オスグッド病とは
オスグッド病(Osgood-Schlatter Disease)は、成長期の子どもに多く見られるスポーツ障害の一種で、膝蓋腱が脛骨粗面(脛骨の前面の骨の突出部)を過剰な力で引っ張ることで、炎症や痛みを引き起こします。
特に10~15歳の活発に運動をする青少年に発症しやすい疾患です。
主な症状
膝の前面の痛み
・膝の前部、特に脛骨粗面に局所的な痛みや圧痛
・運動後や長時間の膝の使用で痛みが増す
腫れ
脛骨粗面の腫れや隆起が目立つことがある
動作の制限
膝を曲げたり伸ばしたりする動作で痛みが出る
片側性または両側性の発症
片方の膝だけでなく、両方の膝に症状が現れることもある
原因とリスク因子
成長期特有の骨と腱の不均衡
急速に成長するため、筋肉や腱が骨に対して追いつかず、腱が骨を強く引っ張る
スポーツ活動による反復的な負荷
ジャンプ、ランニング、蹴る動作などが膝蓋腱にストレスを与える
筋力と柔軟性の不足
太ももの筋肉(大腿四頭筋やハムストリング)の筋力や柔軟性不足が負担を増大させる
診断
問診と身体診察
・痛みの部位、運動状況、成長期の年齢などを確認
・脛骨粗面の圧痛や腫れを評価
画像診断
・X線撮影
骨の異常を確認し、他の疾患(骨折など)を除外する。
・エコー検査
炎症新生血管や骨の異常を確認。
一般的な治療法
《保存療法》
オスグッド病は成長が完了するにつれて自然に改善することが多いため、保存療法が基本です
安静
・痛みが強い場合、運動量を制限し、患部の安静を保つ
・必要に応じて一時的にスポーツを休む
薬物療法
・非ステロイド性抗炎症薬(NSAIDs)
痛みや炎症を軽減
理学療法
・ストレッチ
大腿四頭筋やハムストリングの柔軟性を高める
・筋力トレーニング
太ももや骨盤周囲の筋力を強化し、膝への負担を軽減
・アイシング
運動後に患部を冷やし、炎症を抑える
・装具療法
膝蓋腱をサポートするためのバンドやサポーターを使用
《手術療法(稀なケース)》
成長終了後も症状が残る重症例では、隆起した骨を削る手術が行われることがあります。
自分でできる対処法
運動量の調整
痛みがあるときは運動を控える
ストレッチ
太ももやふくらはぎを伸ばすストレッチを毎日行う
アイシング
痛みがある場合、運動後に患部を10~15分冷やす
血管内治療(カテーテル治療)
保存療法で症状が改善しない場合、カテーテル療法により脛骨粗面周囲の炎症を抑える治療が検討されます。

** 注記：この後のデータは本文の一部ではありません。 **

Issue #7724, opened 2023-03-07
Add WCA Live as a tab in the main menu on the website


dunkOnIT:
This is a piece of feedback that was pretty common on the survey - I think the current "Results -> WCA Live" flow is not intuitive/obvious to people. I definitely see merit in making it easier for people to quickly access WCA Live.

痛みを減らして運動に早期復帰したい方が選択されることが多いです。
※外来で問診・診察・エコー検査を行います
経過と予後
自然治癒:成長期が終わると自然に症状が改善することが多い
治療期間:保存療法により、通常3~6か月で症状が軽減
再発予防:筋力トレーニングやストレッチを続けることで、再発リスクを軽減できる
参考文献
日本整形外科学会. 小児整形外科診療ガイドライン2021. 南江堂, 2021.
Kujala UM, et al. “Osgood-Schlatter disease in adolescent athletes.” Am J Sports Med. 2020;48(7):1854-1860.

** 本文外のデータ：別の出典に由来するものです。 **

Issue #8340, opened 2023-09-26
Dynamically update competitor count in WCA about page


dunkOnIT:
See #8316 for discussion. 

Change the competitor count in the about page to take the current number of competitors, rounded down. So, if there are 258 951 competitor ID's , we would report "over 250 000 competitors".

Issue #8316, opened 2023-09-17
Update About the WCA Page Statistics


StanFromIreland:
The following sections should be updated on the [WCA about page](https://www.worldcubeassociation.org/about):
**Who we are**
...over 100,000 people...
**What's next for the WCA?**
...over 100,000 unique competitors across 140 different regions...

To:

**Who we are**
...over 200,000 people...
**What's next for the WCA?**
...over 200,000 unique competitors across 158 different regions...

### SQL Queries for verification:

_Total Number of Competitions_
`
mysql> SELECT COUNT(DISTINCT id) as TOTAL_IDS FROM Persons
`
|TOTAL_IDS            |
|--------------------|
|205792                 |

_Total Number of Countries Where there is at least one competitor_
`
mysql> SELECT COUNT(DISTINCT countryId) as COUNTRIES FROM Persons
`
|COUNTRIES            |
|--------------------|
|158            |

dunkOnIT:
Fair point - PR's welcome

Carter-Thomas:
Would this require changing the about page (currently static) to a dynamic page? Or could we just periodically change the numbers, as changes like this probably don't come too often?

gregorbg:
To be honest, having this number be dynamically generated based on the actual count in our DB sounds pretty cool. And it's also a nice and easy change for people looking to become more familiar with Rails

Carter-Thomas:
I made a commit for the static option, anyone else can feel free to make the dynamically updating page. Imo, having the about page have the exact member count may not look as professional and may kind of feel out of place. This could be done for countries in theory, but it's still quite a rare occurrence for a new country to gain its first competitor.

dunkOnIT:
I tend to agree that having a non-round number would look unprofessional. Perhaps we could round the live number down to the nearer 10,000 though - that way instead of "259 765 competitors", we would have "over 250 000 competitors". I'll create a new issue for this change, and propose we merge Carter's in the meantime.

dunkOnIT:
@Carter-Thomas you can make a PR for your static option and reference this issue - I've created a new one for the dynamic count

PR #8342, opened 2023-09-26
Update About Page Member and Country Counts

Carter-Thomas:
Country and competitor counts and the about page are now updated to reflect current counts.


FinnIckler:
I thought we would handle this dynamically as mentioned in https://github.com/thewca/worldcubeassociation.org/issues/8340

Carter-Thomas:
Check #8316

FinnIckler:
ah okay. Could have mentioned it in the PR :D

FinnIckler (approved):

Metcalfe D, et al. “Management of Osgood-Schlatter disease: Current perspectives.” Orthop J Sports Med. 2021;9(3):2325967121100078.
American Academy of Orthopaedic Surgeons. Management of Pediatric Knee Injuries: Clinical Practice Guidelines. 2022.